Упал окровавленный заряжающий пулемета Юрко Рабенчук, удивительно схватился за грудь рядом лежавший на земле казак Зеник Богуш, лицо которого перекосилось. Замолчал пулемет Гультайчука, так как нагрелся лафет по-страшному.
50
Петро Гультайчук рассердился и плюнул на лафет, и тот зашипел.
- И прости нам наши грехи... – произнес он.
На горизонте появилась еще одна туча конников, и также помчалась прямо на галичан. “Это все”, - с каким-то удивительным спокойствием подумал Мирон, ища глазами Бачинского. Тот стоял, широко расставив ноги, и оттого казался низким. Из его разорванного выше локтя рукава текла кровь. Василь виновато усмехнулся в покрасневшие усы – видимо, касался их окровавленной рукой. Они вместе воюют уже третий год. Познакомились в российском лагере для военнопленных под Пермью, оттуда вместе сбежали, когда в России началась революция, и с тех пор не расставались. Сперва подались в Киев, где начиналась война за Украину, и попали в такой революционный водоворот, что стыдно вспоминать. Вместе освобождали от московского ярма Киев, и после полгода митинговали на улицах. Долго ожидали универсалы об автономии Галиции, а когда, наконец, Центральная Рада согласились объявить независимость Галиции, то уже московско-большевистская орда стояла возле ворот. Василия с Мироном призвали в армию и определили в пушечную полбатарею поручика Яремы, и в конце января их бросили против красных под Полтаву, а через два дня пришел приказ возвращаться в угрожаемый большевиками Киев. После нескольких боев за город Киев украинское войско отступило на Житомир и дальше на Запад. Василь с Мироном доехали на бронепоезде до Проскурова, оттуда добрались до Подволоченка, и там, в родной Галичине, снова вернулись на свой круг, то есть попали в австрийские окопы. Они вместе прошли итальянский фронт, потом польский и, наконец, вынуждены были пройти этот, большевистский, последний, который вел их через Великую Украину на Киев, так как им было прописано сверху, что до вольного Львова вы, хлопцы, дойдете только через Киев. Но видать, не суждено. Между итальянским и польским фронтами они вдвоем на день заскочили в село Драговиль к Мирону домой, а когда отъезжали, то мать Мирона сказала Бачинскому:
- Присмотрите за ним, Василь, он такой беспечный у меня.

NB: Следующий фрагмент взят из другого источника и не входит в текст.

Issue #4240, opened 2024-07-13
ast-codegen: support `#[visit(enter_before)]` attribute


Dunqing:
We have discussed this at https://github.com/oxc-project/oxc/pull/4147#issuecomment-2220216905. But we do need this at the moment.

Может, поэтому Бачинский и усмехнулся сейчас так виновато, что вспомнил мать Мирона. Бедная женщина, ее муж, отец Мирона, положил свою голову еще на Маковцы, старший сын пал на горе Лисона, а теперь вот младший... больше никого у нее нет.
- Василь, - сказал Мирон, и тоже усмехнулся. – Благодарю тебя за все.
Это впервые он обратился к сотнику на “ты”, как будто бы тут уже не было ни старших, ни младших по рангу, перед смертью были все равны. Но у Мирона в мыслях было другое. Кровь текла из рукава Бачинского, но, ни ему, ни кому-то другому и мысль не приходила в голову перевязать рану – на такую роскошь времени уже не было. В левой руке Бачинский держал револьвер, жалея, что не научился стрелять с левой.
- Иди к черту, - сказал он.
Новая лава конников летела такой ровной волной, что даже большевики, которые только что взяли в клещи курень, приоткрыли рты от удивления.
- Лава! Ла-а-а-ва! – покатилось над полем, и прошли еще одна-две минуты, пока они не услышали громкое и выразительное: “Слава”. Три сотни конников с поднятыми вверх саблями, рассредоточившись по полю, летели на тылы красных.
- Слава! – как по команде произнесли в один голос стрельцы. – Сла-а-ва!
51
Красные разлетелись в разные стороны, кто за насыпь, кто вдоль железной дороги, кто вслепую помчался в поле. Один наездник на красивом буланом коне убегал последним, постоянно оглядываясь, и поэтому он так часто крутил завернутою в буденовку головою, что был похож на дятла.
Наездница на белом коне вскинула с плеча карабин. Даже ее конь задержал дыхание, и его ноздри дергались только на выстрелы. “Дятел” вылетел из седла.
- Маруся... Маруся... – послышались голоса из высушенных глоток.
- Откуда она взялась?
- Бог послал.
- Еще бы немного запоздала, то нам аминь был бы.
Ее было видно издалека, и Мирон Горняк вместо того, чтобы улыбаться Бачинскому (возле которого уже хозяйничал санитар), не сводил глаз с атаманши. Она была далеко от него, но Мирон хорошо видел родинку над углом ее губ. Красный шлык развевался на смушковой шапке, золотая коса спадала на грудь, и он почему-то видел только эту родинку, хотя ее невозможно было увидеть с того расстояния, где стоял поручик Горняк.